Judith commence tout juste à travailler. Elle a trouvé l’appartement de ses rêves, mais le bailleur, propriétaire privé scrupuleux, exige que quelqu’un se porte «garant» pour elle. Sa mère accepte et signe le bail en qualité de caution solidaire. Benjamin a déniché une maison à rénover. Outre l’hypothèque sur la maison achetée, la banque exige d’autres garanties. Ses parents acceptent alors d’affecter en hypothèque leur propre maison en sûreté des engagements de leur fils. Deux situations classiques où des personnes, qui ne sont pas les débiteurs de l’obligation principale, s’engagent envers le créancier à intervenir si ce débiteur ne remplit pas ou mal son obligation.
La figure un peu «fourre-tout» du «cautionnement» est un contrat en vertu duquel une personne s’engage personnellement à rembourser la dette d’autrui, si ce dernier ne satisfait pas à ses obligations. Le cautionnement est la sûreté personnelle par excellence. La personne qui se porte caution (personnelle donc) est tenue sur l’intégralité de son patrimoine en cas de défaillance du débiteur principal. C’est le cas dans l’exemple n°1. Si Judith accumule des arriérés de loyers ou ne respecte pas les autres obligations résultant du contrat de bail, le bailleur pourra se retourner contre sa mère, qui sera tenue de rembourser les sommes dues sur l’ensemble de ses biens. Cependant, le cautionnement renvoie aussi à la situation où une personne accepte de mettre en garantie du paiement de la dette d’autrui, non pas tout son patrimoine mais uniquement un bien (ou plusieurs biens déterminés) de son patrimoine. On parle aussi dans ce cas de cautionnement «réel» pour le différencier du cautionnement classique. C’est la situation n°2. Si Benjamin ne rembourse plus son crédit, la banque pourra demander aux parents de payer, mais ces derniers ne sont tenus qu’à concurrence du droit qu’ils ont consenti sur leur maison.
Si le cautionnement personnel est encadré par le Code civil, le cautionnement réel est essentiellement une construction jurisprudentielle et doctrinale. C’est un mécanisme «hybride» entre le cautionnement (une personne garantit la dette d’autrui) et la sûreté réelle (la garantie ne porte que sur un [ou plusieurs] bien(s) du débiteur). La question de savoir si les règles protectrices du cautionnement personnel s’appliquent à la caution «réelle» sont controversée en jurisprudence, surtout depuis un arrêt de la Cour de cassation de 2020 qui a remis en cause les principes qui valaient jusque-là.

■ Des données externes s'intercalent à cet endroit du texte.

PR #187, opened 2023-12-28
fix: add header classes modal

felicia-haggqvist:
**Note:** Once [this PR](https://github.com/warp-ds/css/pull/116) has been merged and we have published a new version of @warp-ds/css, we need to update the version of @warp-ds/css in the package.json before this PR can be merged.

These changes are part of fixes for this JIRA ticket: [WARP-429](https://nmp-jira.atlassian.net/browse/WARP-429)

- Added `headerClasses` prop to Modal + added it to modal-example, changing the height of the modal title to `h-full sm:h-full`.
- Adjusted styling for the modal title after changes made in [this PR](https://github.com/warp-ds/css/pull/116)

**To test:** Link this branch with branch from the css-repo: `fix/refactor-modal-style`

### DIFF
--- a/packages/modal/src/component.tsx
+++ b/packages/modal/src/component.tsx
@@ -111,8 +111,9 @@ export const Modal = ({
               id={`${id}__title`}
               className={classNames(
                 ccModal.transitionTitle,
+                ccModal.transitionTitleMaxWidth,
                 !!props.left
-                  ? ccModal.transitionTitleCenter
+                  ? [ccModal.transitionTitleCenter, ccModal.transitionTitleColSpan]
                   : ccModal.transitionTitleColSpan
               )}
             >
--- a/packages/modal/src/component.tsx
+++ b/packages/modal/src/component.tsx
@@ -75,7 +75,10 @@ export const Modal = ({
           className={ccModal.modal}
           tabIndex={-1}
         >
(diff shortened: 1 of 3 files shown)


Skadefryd:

Les règles du cautionnement personnel
Vis-à-vis du créancier[1]:
- Le contrat de cautionnement est un contrat distinct de l’obligation principale, c’est-à-dire qu’il est conclu directement entre la caution et le créancier. La caution peut donc opposer au créancier toutes les exceptions issues du contrat de cautionnement lui-même, telles qu’un vice de consentement dans son chef (erreur, incapacité, dol, violence, minorité…).
- Le contrat de cautionnement est un contrat accessoire au contrat principal. Le cautionnement ne peut porter que sur une obligation principale valable. Si, par exemple, l’obligation garantie est nulle ou prescrite, la caution peut s’en prévaloir et refuser son intervention.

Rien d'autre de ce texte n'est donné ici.